Despite their many individual successes, few tools handle both concurrency and data nondeterminism simultaneously and optimally. Current approaches ignore either partial orderings [59, 19, 23] or data nondeterminism [55, 6, 56, 40, 45] or optimality [58, 60].

In this paper, we present ConDpor, a systematic exploration algorithm that combines DPOR with CT. ConDpor does so by maintaining symbolic constraints in the trace constructed by a DPOR algorithm (specifically, TruSt [45]), and backtracking both on scheduling constraints and on symbolic constraints.

But why tackle both issues at the same time in the first place? At a first glance, data- and concurrency bugs seem orthogonal, as many concurrent programs are otherwise deterministic. However, popular concurrent data structures argue otherwise: algorithms like timestamped stack [26] or elimination-backoff stack [37] use timestamps or random identifiers to achieve better efficiency, and thus fundamentally require reasoning about both concurrency- and data nondeterminism. Moreover, concurrency APIs also often require supporting data nondeterminism, as their primitives may fail with multiple error values, each one leading to a different control-flow path. In a nutshell, handling concurrency and data together amplifies stateless model checking to unbounded state spaces.
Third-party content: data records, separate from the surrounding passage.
PR #140, opened 2026-05-09
Add Linux Chrome extension native host

moxw:
## Summary
- bundle the upstream Chrome plugin into Linux builds alongside Browser Use and Computer Use
- add a Rust native-messaging host that bridges Chrome extension frames to Browser Use Unix-socket clients and emits turnEnded from rollout files
- patch bundled Chrome plugin scripts for Linux and Brave profiles, manifests, diagnostics, and site-status allowlist fallback
- make the Electron settings connected badge detect Chrome/Brave/Chromium Linux profile roots

## User-visible behavior
- Codex Desktop for Linux can install and use the Chrome extension native host on Google Chrome or Brave
- Brave installs can show as connected in Codex settings instead of being reported as missing
- launcher startup keeps the user plugin cache, bundled marketplace link, and native-host manifests in sync

## Validation
- I tested the Chrome/Brave plugin locally and confirmed it works
- cargo fmt -p codex-computer-use-linux --check
- cargo check -p codex-computer-use-linux
- node --check scripts/lib/patch-chrome-plugin.js scripts/patches/main-process.js scripts/patches/registry.js scripts/patch-linux-window-ui.js scripts/patch-linux-window-ui.test.js
- bash -n install.sh scripts/lib/*.sh launcher/start.sh.template scripts/install-deps.sh scripts/build-deb.sh scripts/build-rpm.sh scripts/build-pacman.sh tests/scripts_smoke.sh
- bash tests/scripts_smoke.sh
- git diff --check

Post-rebase validation also reran node --test scripts/patch-linux-window-ui.test.js, cargo test -p codex-computer-use-linux, bash tests/scripts_smoke.sh, node --check, bash -n, and git diff --check origin/main...HEAD.


ilysenko:
Thanks, this looks good overall and the direction makes sense. I do have a few concerns in these areas before we merge it:

1. Chromium support looks partial right now. The patch scans Chromium profiles / commands, but the launcher only writes native-host manifests for Google Chrome and Brave. Could you either fully support Chromium by installing its native-host manifest too, or remove Chromium from the Linux detection path for now? Otherwise Chromium may look supported while native messaging cannot actually work.

2. The Chrome extension id appears to be hardcoded in the launcher manifest writer. If the upstream bundled Chrome plugin changes its extension id, the Linux native host could silently stop working. Could we derive the extension id from the staged upstream Chrome plugin resources / manifest logic instead?

3. I am not fully sure about the native host client routing. For Chrome-originated requests, the Rust host sends the request to the first client from a HashMap, which is nondeterministic. Could you either enforce a single connected client explicitly, or track the selected client_id in pending requests and clean up pending state on disconnect?

4. Could you add focused tests for these cases: Chromium support vs no Chromium support, derived extension id in the native-host manifest, and native-host behavior with multiple clients / disconnects?

The PR looks promising, but my main concern is that the UI/settings could report the Chrome extension as installed/connected while the actual native messaging bridge does not work for some users.

moxw:
Thanks, addressed these in `58a32c6`.

- Chromium is now fully supported in the Linux path: the launcher writes Chromium native-host manifests, and the plugin patcher covers Chromium profiles, commands, running-process checks, manifest checks, and diagnostics.
- The launcher now derives `extensionId` / `extensionHostName` from the staged plugin metadata (`scripts/extension-id.json`, with `installManifest.mjs` fallback) instead of hardcoding them.
- The Rust native host now rejects Chrome-originated requests unless exactly one browser client is connected, and disconnect cleanup removes both Chrome- and client-originated pending request state.
- Added focused coverage for Chromium staging/manifest sync, derived native-host manifest metadata, and native-host multiple-client/disconnect behavior.

Local validation passed, and the PR checks are green now.

PR #142, opened 2026-05-09
Add Linux Zed opener support

moxw:
## Summary
- add a Linux ASAR patch for the upstream Zed opener block
- detect common Linux Zed CLI names: `zed`, `zeditor`, `zedit`, and `zed-cli`
- register the patch in the main bundle pipeline and cover direct/full-bundle patching in tests

## User-visible behavior
- Linux builds can expose Zed as an editor opener when a supported Zed CLI binary is available on PATH
- Existing macOS and Windows Zed opener behavior is preserved

## Validation
- `node --check scripts/patches/registry.js`
- `git diff --check`
- live ASAR extraction check: `linux-zed-opener` applied once and reported `already-applied` on rerun

Full smoke tests and package builds were not run because this change is scoped to the JS ASAR patcher and its unit coverage.

### DIFF
--- a/linux-features/zed-opener/README.md
+++ b/linux-features/zed-opener/README.md
@@ -1,0 +1,49 @@
+# Zed Opener
+
+Adds Zed as an opt-in Linux editor opener in Codex Desktop. The patch extends
+the upstream Zed opener block with a Linux platform entry and reuses the
+upstream `path:line:column` argument builder.
+
+This feature is opt-in. The loader reads enabled feature ids from the root
+config at `linux-features/features.json`, then loads this feature's manifest
+from `linux-features/zed-opener/feature.json`.
+
+To enable it locally, create the root config if needed:
+
+```bash
+cp linux-features/features.example.json linux-features/features.json
+```
+
+Then list `zed-opener` in `linux-features/features.json`:
+
+```json
+{
+  "enabled": [
+    "zed-opener"
+  ]
+}
+```
+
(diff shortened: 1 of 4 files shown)


ilysenko:
Thanks for working on this.

We added a new opt-in `linux-features/` framework for Linux-specific integrations like this one. Since Zed opener support is useful but not something every Linux build needs by default, I think it would fit better as an optional feature.

The same probably applies to the Chrome extension work from #140 as well: since it is not part of the baseline Linux wrapper behavior, it would be better to move it into `linux-features/` too and make it opt-in. That should give us fewer reasons for future PR conflicts, regressions, and issues around integrations that only some users need.

If you’re interested, feel free to rework this PR so the Zed opener patch lives under `linux-features/` with its own feature manifest, README, and tests.

moxw:
Reworked this based on the linux-features feedback: Zed opener support now lives under linux-features/zed-opener as a disabled-by-default opt-in feature with feature.json, a feature README, and feature-local tests. The baseline ASAR patch registry no longer includes the Zed patch.

Validation run:
- node --test linux-features/zed-opener/test.js
- node --check scripts/patches/main-process.js scripts/patches/registry.js scripts/patch-linux-window-ui.js linux-features/zed-opener/patch.js linux-features/zed-opener/test.js
- git diff --check

CI is green for Debian, RPM, Pacman, and Rust/smoke checks.

PR #170, opened 2026-05-13
Support datagram ydotool sockets

mosesmrima:
## Summary
- Accept Unix datagram sockets when probing ydotoold sockets in diagnostics
- Use the same datagram-aware socket selection for runtime ydotool commands
- Add coverage for datagram sockets while preserving existing stream-socket behavior

## Why
Debian packages ydotoold with a Unix datagram socket at /run/user/UID/.ydotool_socket. The existing UnixStream-only probe reports this as Protocol wrong type for socket, so Linux Computer Use incorrectly reports ydotool input as unavailable even though ydotool itself can use the socket.

## Validation
- cargo fmt --all --check
- git diff --check
- Live Debian 13 check: codex-computer-use-linux doctor reports ydotool_socket connectable and can_send_development_input=true

### DIFF
--- a/computer-use-linux/src/diagnostics.rs
+++ b/computer-use-linux/src/diagnostics.rs
@@ -598,7 +598,7 @@ fn socket_connect_result(path: &Path) -> std::result::Result<(), String> {
     }
 
     match UnixStream::connect(path) {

An interesting aspect of ConDpor lies in how symbolic constraints are generated and manipulated in the context of DPOR. Indeed, as we later show, ConDpor only needs to know when symbolic values are generated, and when symbolic constraints are evaluated. As such, instead of using a dedicated runtime to manipulate the symbolic path constraint according to the executed instructions, ConDpor offloads the manipulation of symbolic expressions to the underlying programming language (similarly to [20, 63, 60]). Specifically, ConDpor provides dedicated datatypes for symbolic types (available to users) that “carry” the symbolic path constraint of the execution. Arithmetic operations on symbolic variables manipulate the path constraint before performing the respective operation, while logical operations record an event in the current trace at which ConDpor can later backtrack.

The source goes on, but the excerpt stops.